Trump, 78, topped the required 270 electoral votes before 4 p.m. as electors convened in statehouses across the country, with Texas sealing his victory.
Democratic Sens. Brian Schatz of Hawaii, Dick Durbin of Illinois and Peter Welch of Vermont protested Monday by introducing a proposed constitutional amendment to do away with the Electoral College, arguing it unfairly benefits more conservative states with smaller populations.
“No one’s vote should count for more based on where they live. The Electoral College is outdated and it’s undemocratic.
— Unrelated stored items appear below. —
PR #451, opened 2021-01-29
[Win] Part 0: Link to Windows usage Wiki

fodinabor:
This is the first PR of a series, targeting basic and super experimental Windows support for OpenMP and CUDA backends.
Code PRs to follow :)

This also includes the required LLVM patch (based on 11.1.0 rc1), which is not yet merged.

### DIFF
--- a/doc/installing.md
+++ b/doc/installing.md
@@ -29,12 +29,11 @@ In order to successfully build and install hipSYCL, the following major requirem
   * hipSYCL requires clang for CUDA compilation. clang usually produces CUDA programs with very competitive performance compared to nvcc. For more information on compiling CUDA with clang, see [here](http://llvm.org/docs/CompileCudaWithLLVM.html).
   * Read more about [compatible clang and CUDA versions for the CUDA backend](install-cuda.md).
 * *For the ROCm backend*: 
-  * A recent **ROCm** must be installed. 
+  * A recent **ROCm**, in particular HIP, must be installed.
   * hipSYCL requires clang for ROCm compilation. While AMD's clang forks can in principle be used, regular clang is usually easier to set up. Read more about [compatible clang versions for the ROCm backend](install-rocm.md).
 * *For the CPU backend*: Any C++ compiler with **OpenMP** support should do.
 * python 3 (for the `syclcc` and `syclcc-clang` compiler wrappers)
 * `cmake`
-* hipSYCL also depends on HIP, but already comes bundled with a version of the HIP headers for the CUDA backend. The ROCm backend will use the HIP installation that is installed as part of ROCm.
 * the Boost C++ libraries (in particular `boost.fiber`, `boost.context` and for the unit tests `boost.test`)
 
 If hipSYCL does not automatically configure the build for the desired clang/LLVM installation, the following cmake variables can be used to point hipSYCL to the right one:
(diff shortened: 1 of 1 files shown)


doc/installing.md
```diff
@@ -34,7 +34,7 @@ In order to successfully build and install hipSYCL, the following major requirem
 * *For the CPU backend*: Any C++ compiler with **OpenMP** support should do.
 * python 3 (for the `syclcc` and `syclcc-clang` compiler wrappers)
 * `cmake`
-* hipSYCL also depends on HIP, but already comes bundled with a version of the HIP headers for the CUDA backend. The ROCm backend will use the HIP installation that is installed as part of ROCm.
+* HIP (the ROCm backend will use the HIP installation that is installed as part of ROCm).
```
illuhad: This should probably be moved to *For the ROCm backend* anyway.. Recent hipSYCL only needs HIP when targeting AMD.

doc/llvmPatchWindows.diff
```diff
@@ -0,0 +1,407 @@
+ clang/include/clang/AST/DeclCXX.h                | 13 ++++++++++
```
illuhad: Where does this patch come from? Is it also available somewhere else where we could just link to? I'm not sure that shipping clang/llvm patches that will inevitably break at some point and need maintenance is a good strategy.

doc/installing-windows.md
```diff
@@ -0,0 +1,79 @@
+# Using hipSYCL on Windows
```
illuhad: As this is more of an experimental guide rather than "official documentation", I wonder if the project Wiki might be a more appropriate place for it as it might allow for quicker editing and adapting to changes? We could still link to it in the main readme.

doc/llvmPatchWindows.diff
fodinabor: It's basically https://reviews.llvm.org/D69322 just being manually rebased on 11.1.0.. but yeah, I agree that it's not the best strategy.. so for now, will just set a link to the review in the Wiki?

doc/installing.md
fodinabor: Could be just removed then, as HIP is part of ROCm, so only ROCm is required?

illuhad: Hm.. It's a component of ROCm. I'm not sure we can assume every ROCm installation is a *full* installation. There are some packages in some distributions that only install ROCm's OpenCL for example. So we could list as requirement something like *ROCm, in particular HIP*

doc/installing.md
```diff
@@ -29,12 +29,11 @@ In order to successfully build and install hipSYCL, the following major requirem
   * hipSYCL requires clang for CUDA compilation. clang usually produces CUDA programs with very competitive performance compared to nvcc. For more information on compiling CUDA with clang, see [here](http://llvm.org/docs/CompileCudaWithLLVM.html).
   * Read more about [compatible clang and CUDA versions for the CUDA backend](install-cuda.md).
 * *For the ROCm backend*: 
-  * A recent **ROCm** must be installed. 
+  * A recent **ROCm** must be installed.
```
illuhad:
```suggestion
  * A recent **ROCm**, in particular HIP, must be installed.
```

illuhad (approved):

It’s time to end it,” Schatz said.
The proposed amendment has no chance of passing either chamber of Congress — where two-thirds of members would have to consent — or the requisite number of states — three-fourths — to take effect.
Trump won the popular vote in the Nov. 5 election, meaning such a constitutional amendment would not have changed the outcome.
The president-elect has argued that the Electoral College valuably requires candidates to compete in geographically distinct regions, and that Republicans might fare better in the popular vote if it were abolished because they would focus more on major urban areas.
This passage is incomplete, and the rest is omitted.